Volodymyr Zelensky: A Misguided Love Affair?
Voice of America published an article comparing Zelensky’s appearance to Winston’s Churchill’s address to Congress in December 1941. David Frum, writing in the Atlantic, asserted that Zelensky recalled us to ourselves and our democratic values. Frum added that the Ukrainian president “came to the United States to thank us for supporting Ukraine. It is Americans who should thank him.” An earlier New York Times column by Bret Stephens contended that Americans “admire Zelensky because he has restored the idea of the free world to its proper place.”
Such fawning ignores the mounting evidence of Zelensky’s flagrant abridgment of civil liberties and democratic norms. The blind attitude of Americans is reminiscent of the sanitized treatment given to an earlier bogus champion of democracy, Angolan rebel leader Jonas Savimbi. Between the mid-1970s and the early 1990s (especially during Ronald Reagan’s administration), numerous political and media figures in the United States pushed for greater support for Savimbi’s National Union for the Total Independence of Angola (UNITA) and its insurgency against Angola’s leftist government. They also were willing to overlook their “democratic” client’s massive flaws.
The enthusiasm of American movement conservatives”for Savimbi was especially pronounced.

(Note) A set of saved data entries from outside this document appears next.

PR #254, opened 2020-06-21
Fix section selection for modal so it works with custom desks

AWare:
## What does this change?

This changes the section dropdown in the create modal to work with custom desks. 
Previously it used the selected desk and filtered the sections off that, but the selection state is already *in* the section model. 

Section selection will be limited to selected sections.

## Images
Kapture 2020-06-21 at 14 05 57


paperboyo:
Feature request (going by the GIF in desc): if there is one and only on e Section to choose from the dropdown, would it make sense for it to be preselected?

AWare:
@paperboyo will do this next time I'm in workflow

paperboyo:
> @paperboyo will do this next time I'm in workflow

😘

Prominent supporters included such organizations as the Heritage Foundation, Freedom House, the American Conservative Union, the Young Americans for Freedom, and the American Security Council. Various publications, including Human Events, National Review, American Spectator, and the Wall Street Journal amplified the pro-Savimbi case. Savimbi’s backers arranged a major speaking tour for the Angolan leader in 1979 and facilitated his meetings in Washington with congressional leaders and administration officials in 1981, 1986, and 1989.
Their admiration for Savimbi remained intact, even though there were troubling indications early on of UNITA’s harsh, autocratic internal practices. Johns Hopkins University Professor Piero Gleijeses observes that despite such disagreeable details, Savimbi’s American allies “seized the high ground; they argued in terms of both U.S. interests and morality.” The ongoing campaign for enhanced U.S. support for Zelensky exhibits the same features.
Presenting Savimbi with an award from the American Conservative Union and the Young Americans for Freedom, U.S. Ambassador to the United Nations Jeane Kirkpatrick lauded him as “one of the few authentic heroes of our time.” Kirkpatrick’s idealized portrait of Savimbi was typical of the right-wing perspective in the United States. President Ronlad Reagan shared that view, at one point succinctly describing Savimbi in a diary entry as “a good man.”
Sen. Orrin Hatch at the time said that “I have had the privilege of meeting Mr. Savimbi and have been extremely impressed by his honesty, integrity, religious commitment.” The conflict in Angola was not a civil war, the Utah senator insisted. “It is a battle over ideologies: Soviet totalitarianism vs. freedom, self-determination, and democracy.” U.S. aid to Savimbi would “send a strong signal to the world that we are determined to help freedom fighters resist Communist hegemony.” If one substitutes “authoritarianism” for “Soviet totalitarianism,” and “Russian aggression” for “Communist hegemony,” today’s dominant and thoroughly simplistic message about needing to support Zelensky and his cause is virtually the same.
The enthusiasm for UNITA and its leader became increasingly strident and uncritical. In retrospect, one of the more embarrassing episodes in the campaign to lionize Savimbi was the appearance in 1986 in the Wall Street Journal of an op-ed under his byline, but with major portions apparently written by a ghost writer. It hailed the virtues of capitalism and democracy and pledged to make Angola a model of both values if the United States helped UNITA oust the pro-Communist government in Luanda. In a 1989 lecture to the Heritage Foundation, Savimbi was selling the same message.
Savimbi’s article and subsequent lecture told American proponents of democracy (especially conservatives) exactly what they wanted to hear. UNITA’s ultimate goal, he insisted, was not just to overthrow the pro-Communist regime and its Cuban military backers, but to build a new, democratic country. Nor was that all. “In addition to UNITA’s commitment to a democratic, multiparty Angola with religious tolerance and freedom of speech, it is vital that we recognize the importance of economic liberties,” Savimbi insisted. National Review gushed about his “astonishing defense of freedom.”
What is so striking about the success of the pro-Savimbi camp’s propaganda was that UNITA did not practice any of those political or economic principles in the portion of Angola that it controlled. There was certainly no evidence of democracy, multiparty or otherwise; UNITA maintained a ruthless monopoly of power. Abuses included war crimes against civilians and the systematic imprisoning or killing of political opponents or potential leadership competitors. The latter category eventually included some of his closest associates, such as Tito Chingunji and Wilson dos Santos. Even some of Savimbi’s American supporters grudgingly had to admit that UNITA resorted to torture and coercive “re-education” measures.